The absence of a reported mean follow-up duration prevents assessment of whether alignment and PRO differences persist, worsen, or converge over time across sarcopenia severity groups.

Original Abstract

BACKGROUND

The associations between spine-specific muscle sarcopenia and clinical outcomes after cervical and lumbar spinal surgery have been investigated. However, no study has investigated the associations between cervical multifidus sarcopenia (CMS) and outcomes after laminoplasty for cervical ossification of the posterior longitudinal ligament (OPLL). The aim of the present study was to investigate whether CMS affects cervical sagittal alignment (CSA) and patient-reported outcomes (PROs) in patients with cervical OPLL who underwent laminoplasty.

METHODS

A retrospective review of prospectively collected data on patients with cervical OPLL who underwent laminoplasty was conducted from 2015 to 2020. CMS was evaluated on T2-weighted magnetic resonance imaging sequences at the C5-C6 level and graded according to the Goutallier classification. CSA parameters, including the C2-C7 lordosis angle, C2-C7 sagittal vertical axis (SVA), C2 slope, and T1 slope, were measured. PROs, including visual analog scale (VAS) neck and arm pain, Japanese Orthopaedic Association (JOA), and Neck Disability Index (NDI) scores, were recorded. Patients were grouped according to the Goutallier classification of CMS, and their preoperative demographic and OPLL characteristics, preoperative and latest follow-up PROs, and preoperative, immediate postoperative, and latest follow-up CSA parameters were analyzed.

RESULTS

A total of 134 patients with cervical OPLL were enrolled, including 36 patients with mild CMS (Goutallier grade >0 to 1.0), 47 patients with moderate CMS (grade 1.5 to 2.0), and 38 patients with severe CMS (grade 2.5 to 4.0). All patients were Han Chinese.
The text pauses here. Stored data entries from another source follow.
PR #7769, opened 2020-09-17
Update changelog for 1.27.3 release

aiordache:
Post-release update of changelog.

### DIFF
--- a/CHANGELOG.md
+++ b/CHANGELOG.md
@@ -1,6 +1,21 @@
 Change log
 ==========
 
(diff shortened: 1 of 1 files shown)


ndeloof:
suggestion: update CHANGELOG.md with a link to https://github.com/docker/compose/releases where the changelog is actually generated

ndeloof (approved):
I expected we don't have to handle such manual update with the automated release process, seems we can still improve :P

PR #7784, opened 2020-09-22
Remove path check for bind mounts

aiordache:
Regression in 1.27.3
Skip the path check for bind mounts for backwards compatibility.
Fixes https://github.com/docker/compose/issues/7786

### DIFF
--- a/compose/config/config.py
+++ b/compose/config/config.py
@@ -450,9 +450,6 @@ def format_device_option(entity_type, config):
     device = config['driver_opts'].get('device')
     if o and o == 'bind' and device:
         fullpath = os.path.abspath(os.path.expanduser(device))
-        if not os.path.exists(fullpath):
-            raise ConfigurationError(
-                "Device path {} does not exist.".format(fullpath))
         return fullpath
 
 


compose/config/config.py
```diff
@@ -450,9 +450,10 @@ def format_device_option(entity_type, config):
     device = config['driver_opts'].get('device')
     if o and o == 'bind' and device:
         fullpath = os.path.abspath(os.path.expanduser(device))
-        if not os.path.exists(fullpath):
-            raise ConfigurationError(
-                "Device path {} does not exist.".format(fullpath))
+        # we may want to enforce the path check later
+        # if not os.path.exists(fullpath):
+        #    raise ConfigurationError(
+        #        "Device path {} does not exist.".format(fullpath))
```
ulyssessouza, line 456: Remove?

ulyssessouza (changes requested):

gtardif (approved):

compose/config/config.py
JakeDEvans: why not check if docker_host is local?

ulyssessouza (approved):
LGTM

compose/config/config.py
aiordache: We do a check for the `local` driver a few lines above that but apart from that I think it is better to leave the docker engine to manage it to keep the old behaviour.

PR #9932, opened 2022-10-19
use CGO_ENABLED to avoid full system crash for mac users with a IPV6 config

### LINKED ISSUE #9930: [BUG] docker compose hangs network stack on macOS, reboot required
### Description

Network stack on macOS hangs when building a Docker image using `compose`.

This is also filed here: https://github.com/docker/for-mac/issues/6449

It was identified and eventually resolved at Planetscale: https://github.com/planetscale/discussion/discussions/181

---

**Solution**: build `compose` with CGO enabled:

```bash
CGO_ENABLED=1 go build
```

### Steps To Reproduce

Please see: https://github.com/docker/for-mac/issues/6449

### Compose Version

```Text
Tested on both:

- Docker Compose version v2.12.0
- Docker Compose version v2.10.2
```

### Docker Environment

```Text
Client:
 Context:    default
 Debug Mode: false
 Plugins:
  compose: Docker Compose (Docker Inc., v2.10.2)
  extension: Manages Docker extensions (Docker Inc., v0.2.9)
  scan: Docker Scan (Docker Inc., v0.19.0)

Server:
 Containers: 0
  Running: 0
  Paused: 0
  Stopped: 0
 Images: 0
 Server Version: 20.10.17
 Storage Driver: overlay2
  Backing Filesystem: extfs
  Supports d_type: true
  Native Overlay Diff: true
  userxattr: false
 Logging Driver: json-file
 Cgroup Driver: cgroupfs
 Cgroup Version: 2
 Plugins:
  Volume: local
 Swarm: inactive
 Default Runtime: runc
 Init Binary: docker-init
 containerd version: 9cd3357b7fd7218e4aec3eae239db1f68a5a6ec6
 init version: de40ad0
 Security Options:
  seccomp
   Profile: default
  cgroupns
 Kernel Version: 5.10.124-linuxkit
 OSType: linux
 Architecture: aarch64
 CPUs: 5
 Total Memory: 7.653GiB
 Name: docker-desktop
 ID: 4A73:SLXI:2AUC:F5YB:CUNJ:AOZS:ADZV:XGVN:C6SH:SMAH:7UJ4:FHP5
 Debug Mode: false
 Labels:
 Experimental: false
 Insecure Registries:
  hubproxy.docker.internal:5000
  127.0.0.0/8
 Live Restore Enabled: fals
```

### Anything else?

_No response_

glours:
see this issue https://github.com/golang/go/issues/52839

**What I did**
Enable CGO by default to produce cross platform binaries to avoid mac users with an IPV6 config to crash their OS

**Related issue**
fixes #9930 

image


milas (commented):
I'm not super familiar with [tonistiigi/xx](https://github.com/tonistiigi/xx) that we use for the cross-compilation.

I'm _GUESSING_ for Linux it'll do `-static` etc and since we're using musl, we'll still produce a fully static binary. That said, I think we'll still need `apk add --no-cache build-base` to be able to build with CGO.

But for macOS, I think we need an SDK:
> C/C++/CGo builds are supported for MacOS targets when an external SDK image is provided.

nicksieger (approved):
😬 Sucks that this is the only workaround for now. I wonder if we should also use `--ldflags='-extldflags=-static'` during compilation to still produce a static binary? Or does `xx` take care of that already?

nicksieger:
Was just trying this and it looks like we override `CGO_ENABLED` in the makefile build target. I think we're going to run into what Milas was talking about on mac as well.

glours:
I pinged @crazy-max to get the best practices to solve this issue 😉
Let's move this one in draft until we get his feedback

Dockerfile
```diff
@@ -40,7 +40,9 @@ RUN apk add --no-cache \
       protoc \
       protobuf-dev
 WORKDIR /src
-ENV CGO_ENABLED=0
+# Switching CGO to true as there is a weird issue with the Golang DNS resolver and IPV6
+#https://github.com/golang/go/issues/52839
+ENV CGO_ENABLED=1
```
crazy-max, line 45: Setting the env var here will not be taken into account as Makefile already set it: https://github.com/docker/compose/blob/32ae036fd013566cc45ceef35f5f5b7cb29725bc/Makefile#L51

glours:
The issue will be addressed directly by Golang in the next [1.20 release](https://go-review.googlesource.com/c/go/+/446178)

ndeloof:
closing as obsolete

PR #9936, opened 2022-10-21
go.mod: update docker-credential-helpers v0.7.0

thaJeztah:
### go.mod: update docker-credential-helpers v0.7.0

to match the version used by the cli (the cli doesn't use go.mod, so go modules
doesn't automatically pick that up);

https://github.com/docker/cli/blob/1d6c6e2367e292950e483e3c8ace142792bca718/vendor.mod#L14

Used code doesn't change, but we want to keep the older github.com/danieljoos/wincred v1.1.0
out of the dependency tree :)

Other changes:

### go mod: tidy and group "require" blocks, update comments

The file had multiple "requires" blocks, which made it harder to find which
dependencies were used. Some direct modules also were in the "indirect" block.

### go.mod: remove replace for runc

BuildKit and Buildx no longer require this replace rule (it probably only was
needed in buildkit, which used this version to compile).

**What I did**

**Related issue**

- https://github.com/docker/docker-credential-helpers/pull/208
- https://github.com/danieljoos/wincred/pull/22
- https://github.com/moby/buildkit/issues/2313#issuecomment-902353224

### DIFF
--- a/e2e/go.mod
+++ b/e2e/go.mod
@@ -8,7 +8,7 @@ replace github.com/cucumber/godog => github.com/laurazard/godog v0.0.0-202209220
 
 require (
 	github.com/cucumber/godog v0.12.5
-	github.com/docker/compose/v2 v2.11.1
+	github.com/docker/compose/v2 v2.11.1 // replaced; see replace rule for actual version
 	gotest.tools/v3 v3.4.0
 )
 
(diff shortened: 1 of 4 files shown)


thaJeztah:
let me rebase

glours (approved):
LGTM

PR #9934, opened 2022-10-21
update docker engine API to apply fix of CVE-2022-39253

glours:
Signed-off-by: Guillaume Lours <705411+glours@users.noreply.github.com>

**What I did**
Bump version of Docker engine dependency

**(not mandatory) A picture of a cute animal, if possible in relation with what you did**
image

PR #9940, opened 2022-10-21
go.mod: docker 5aac513617f072b15322b147052cbda0d451d389 / v22.06-dev

thaJeztah:
This restores compatibility with go1.18, which was broken since commit; https://github.com/moby/moby/commit/c062238ea4274e9af98cb96dcfe31a0dfc763440

cmd.Environ() is new in go1.19, and not needed for this specific case. Without this, trying to use this package in code that uses go1.18 will fail;

    builder/remotecontext/git/gitutils.go:216:23: cmd.Environ undefined (type *exec.Cmd has no field or method Environ)

Changing to use `os.Environ()` instead restores compatibility with go1.18

Full diff: https://github.com/docker/docker/compare/f9cb47a052be6a5f73e3077773ffa6ccbde1285d...5aac513617f072b15322b147052cbda0d451d389

**Related issue**

- https://github.com/docker/compose/pull/9934
- https://github.com/docker/docker-ce-packaging/pull/775

### DIFF
--- a/e2e/go.mod
+++ b/e2e/go.mod
@@ -155,7 +155,7 @@ require (
 
 replace (
 	github.com/docker/cli => github.com/docker/cli v20.10.3-0.20221013132413-1d6c6e2367e2+incompatible // 22.06 master branch
-	github.com/docker/docker => github.com/docker/docker v20.10.3-0.20221021122114-f9cb47a052be+incompatible // 22.06 branch
+	github.com/docker/docker => github.com/docker/docker v20.10.3-0.20221021173910-5aac513617f0+incompatible // 22.06 branch
 	github.com/moby/buildkit => github.com/moby/buildkit v0.10.1-0.20220816171719-55ba9d14360a // same as buildx
 
 	github.com/opencontainers/runc => github.com/opencontainers/runc v1.1.2 // Can be removed on next bump of containerd to > 1.6.4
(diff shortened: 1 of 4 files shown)


thaJeztah:
@milas @StefanScherer @glours PTAL 🤗

glours (approved):
LGTM

thaJeztah:
I'll bring this one in, so that it's the first commit after v2.12.1, keeping our options open 👍

milas:
FWIW we maintain compatibility with `compose-go` for both actively supported Go versions (and have CI to that effect), but have explicitly not actively supported `docker/compose` usage as a library thus far

(Agreed that having the change available is good though, thanks for making the updates here)

thaJeztah:
@milas yeah, so in this case, it was because compose depends on (not yet released) v22.06 code (through buildx). v22.06 is intended for go1.19 and above, but the current 20.10 release is still on go1.18. The release pipeline uses that version of go to build the binaries (which currently does not allow for differentiation go versions for each individual binary), causing the build to fail; https://github.com/docker/docker-ce-packaging/pull/775

_Perhaps_  we can add some hacks to install multiple go versions in the container build environment (and some `PATH` tricks to switch versions), but we didn't have it yet, so having this change in gives use options to either patch the build pipeline, _or_ do a 2.12.2 patch release from the commit from this PR.

milas:
Ah right, `docker-ce-packaging` 🙈

thaJeztah:
I know.. I know. Having all tied together.. complicate "things".

Issue #10004, opened 2022-11-16
[BUG] `docker compose up` mysteriously errors `strconv.Atoi: parsing "": invalid syntax`


nicks:
### Description

When I run `docker compose up --build`, i see this error:

```
[+] Running 0/0
 ⠋ Container viva-extensionsbackend-1  Creating                                                                                                                                                                           0.0s
 ⠋ Container viva-mockbackend-1        Creating                                                                                                                                                                           0.0s
 ⠋ Container cool_chatelet             Recreate                                                                                                                                                                           0.0s
strconv.Atoi: parsing "": invalid syntax
```

### Steps To Reproduce

I have no idea how i got into this state, but I know what the problem is!

I have a container with these labels:

```
            "Labels": {
                "com.docker.compose.project": "viva",
                "com.docker.compose.service": "electron",
                "com.docker.compose.version": "2.12.2"
            }
```

The container does NOT have the label `com.docker.compose.container-number`

The convergence engine blows up trying to figure out how to deal with this.

Here's the first place it blows up:
https://github.com/docker/compose/blob/32ae036fd013566cc45ceef35f5f5b7cb29725bc/pkg/compose/convergence.go#L376

If I change that line to ignore the error, here's the second place it blows up:
https://github.com/docker/compose/blob/32ae036fd013566cc45ceef35f5f5b7cb29725bc/pkg/compose/convergence.go#L430

The fix that worked for me locally was to change change getContainers here:
https://github.com/docker/compose/blob/32ae036fd013566cc45ceef35f5f5b7cb29725bc/pkg/compose/containers.go#L44

to filter out containers that are missing this label.

### Compose Version

```Text
available on request
```

### Docker Environment

```Text
available on request
```

nicks:
Related issues:
https://github.com/docker/compose-cli/issues/1537
https://github.com/docker/compose/issues/9991

PR #10005, opened 2022-11-17
ignore error parsing container number label, just warn

ndeloof:
**What I did**
don't throw an error as we can't retrieve or parse container number label, just warn
While it's unclear how we end in such a bad state, this should not break compose usage as this has limited impact - we only use this to suffix container name with a unique number, nothing critical

**Related issue**
fixes https://github.com/docker/compose/issues/10004

image

### DIFF
--- a/pkg/compose/convergence.go
+++ b/pkg/compose/convergence.go
@@ -226,10 +226,7 @@ func (c *convergence) ensureService(ctx context.Context, project *types.Project,
 		updated[i] = container
 	}
 
-	next, err := nextContainerNumber(containers)
-	if err != nil {
-		return err
-	}
+	next := nextContainerNumber(containers)
 	for i := 0; i < expected-actual; i++ {
 		// Scale UP
 		number := next + i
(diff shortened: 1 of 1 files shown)


glours (approved):
LGTM

pkg/compose/convergence.go
```diff
@@ -370,18 +367,23 @@ func shouldWaitForDependency(serviceName string, dependencyConfig types.ServiceD
...
 }
 
-func nextContainerNumber(containers []moby.Container) (int, error) {
+func nextContainerNumber(containers []moby.Container) int {
 	max := 0
 	for _, c := range containers {
-		n, err := strconv.Atoi(c.Labels[api.ContainerNumberLabel])
+		s, ok := c.Labels[api.ContainerNumberLabel]
+		if !ok {
+			logrus.Warnf("container %q is missing %s label", c.ID, api.ContainerNumberLabel)
```
ulyssessouza, line 375: nit:
```suggestion
			logrus.Warnf("container %q is missing %q label", c.ID, api.ContainerNumberLabel)
```

ulyssessouza (approved):
LGTM!
Just nits on %s -> %q

nickform-ost:
I'm on macOS. The dashboard app shows version number v4.14.1 and I still hit the bug. Any idea how to estimate when this will make it all the way to users? Also, are you in a position to suggest any workaround that could help us out in the meantime?

glours:
@nickform-ost next release of Docker Desktop should be release soon with the `2.13.0` version of Compose
If you can, a `docker system prune -af` should resolve the issue

nickform-ost:
I really appreciate you getting back to me. That seems to have done the trick!

PR #10017, opened 2022-11-23
useDockerDefaultOrServicePlatform fct should return service.platform if defined

glours:
and present in the build.platforms list (or if the list is empty)

**What I did**
Move the check of the `service.platform` presence inside the `service.build.platforms` list with the test of the list size, to be sure we always return the `service.plaform` value when present in the build platforms list or when this list is empty

image


vvoland (approved):
LGTM

ndeloof (approved):

Issue #10013, opened 2022-11-21
[BUG] --ansi never doesn't do anything


elandorr:
### Description

We updated to the new compose. While it does look really fancy and matrix-y, frankly, it's useless. So I checked the flags by running `docker compose`. (Which are mismatched with the docs FYI!)

`--ansi never` sounds like it would get us back the useful full view. But it does not. It simply does absolutely nothing. The output is unchanged.

My workaround is writing it to a file, that disables it. It still looks different than before if I remember correctly, but at least the full log is readable.

PS: Is there a mailing list for only critical updates and changes like this? I merely randomly discovered that compose is now in your repo and v1 deprecated.

Thanks.

### Steps To Reproduce

`docker compose --ansi never build`

### Compose Version

```Text
Docker Compose version v2.12.2
```

### Docker Environment

```Text
Only the important bits, as I'm not keen on sending ids and potentially identifiable data randomly.

app: Docker App (Docker Inc., v0.9.1-beta3)
buildx: Docker Buildx (Docker Inc., v0.9.1-docker)
compose: Docker Compose (Docker Inc., v2.12.2)
scan: Docker Scan (Docker Inc., v0.21.0)
Server Version: 20.10.21
containerd version: 770bd0108c32f3fb5c73ae1264f7e503fe7b2661
```

ndeloof:
`build` output actually comes from `buildx` used under the hood 
You can control this output style using `compose build --progress=plain`

elandorr:
Thank you very much @ndeloof! That works.

Any clue about a potential mailing list? https://www.docker.com/newsletter-subscription/ is a bit much.

ndeloof:
we indeed don't have a mailing list, but you can join docker community slack #compose channel

elandorr:
Thanks. The Docker slack requires an @docker.com or an invite. But I'm not keen on another chat client eating resources in bg anyhow.

I'd like to suggest a plain list for critical issues, majors, and deprecations. Has been helpful in many projects for decades now (mail is universal, and needs minimal res).

robvdl:
When you use "docker compose help build" it says to use --ansi never, but then when you try it it says "--ansi doesn't exist". So it's own help is misleading.

arcanisgk:
same problem:

![image](https://github.com/docker/compose/assets/1207306/f9525b49-328b-4f77-a444-9f5783073b4a)

luciangabor:
[...]

PR #10020, opened 2022-11-24
configure buildx for plain output if --ansi=never has been set

ndeloof:
**What I did**
set builx progress=plain when compose is ran with ansi=never

**Related issue**
close https://github.com/docker/compose/issues/10013

image


glours (approved):
👍

PR #10026, opened 2022-11-29
move image digests resolution to backend

ndeloof:
**What I did**
introduced `ResolveImageDigests` in the API and moved image digest resolution to the backend
longer terms goal is to use `dockercli.RegistryClient()` to replace `cnab-to-oci` dependency

image


cmd/compose/convert.go
```diff
@@ -141,8 +141,9 @@ func runConvert(ctx context.Context, backend api.Service, opts convertOptions, s
 	}
```
milas, line 141: Delete lines 130-141 now?

milas (approved):
LGTM - small comment re: duplicated code

cmd/compose/convert.go
ndeloof: oh yes indeed, my bad

ndeloof:
@thaJeztah thanks, this is exactly what I was looking for! 🥰

thaJeztah:
Make sure to double check in the cli as well as at some point resolution was moved; check for "no-resolve-image" (I think) on the docker cli (I'm just away from my keyboard right now 😬😅)

milas (approved):
✨

pkg/compose/compose.go
```diff
@@ -93,13 +94,34 @@ func getContainerNameWithoutProject(c moby.Container) string {
...
+	}
+
 	switch options.Format {
 	case "json":
 		return json.MarshalIndent(project, "", "  ")
 	case "yaml":
 		return yaml.Marshal(project)
 	default:
-		return nil, fmt.Errorf("unsupported format %q", options)
+		return nil, fmt.Errorf("unsupported format %q", options.Format)
```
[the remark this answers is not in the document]
ndeloof: linter suddenly noticed this bug, while it existed before ... weird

The mean age differed significantly among the groups (p = 0.004), whereas the other demographic characteristics were comparable among the groups. CMS severity was significantly associated with the OPLL occupancy ratio. Significant differences were found in the postoperative changes in C2-C7 lordosis angle, C2-C7 SVA, C2 slope, and T1 slope among the groups. Greater CMS severity was associated with worse NDI and VAS neck pain scores at the latest follow-up.

CONCLUSIONS

In a uniform cohort of patients who underwent laminoplasty for cervical OPLL, CMS had a negative impact on CSA and PROs. These findings highlight the potential value of preoperative assessment of CMS in this patient population.

LEVEL OF EVIDENCE

Prognostic Level III . See Instructions for Authors for a complete description of levels of evidence.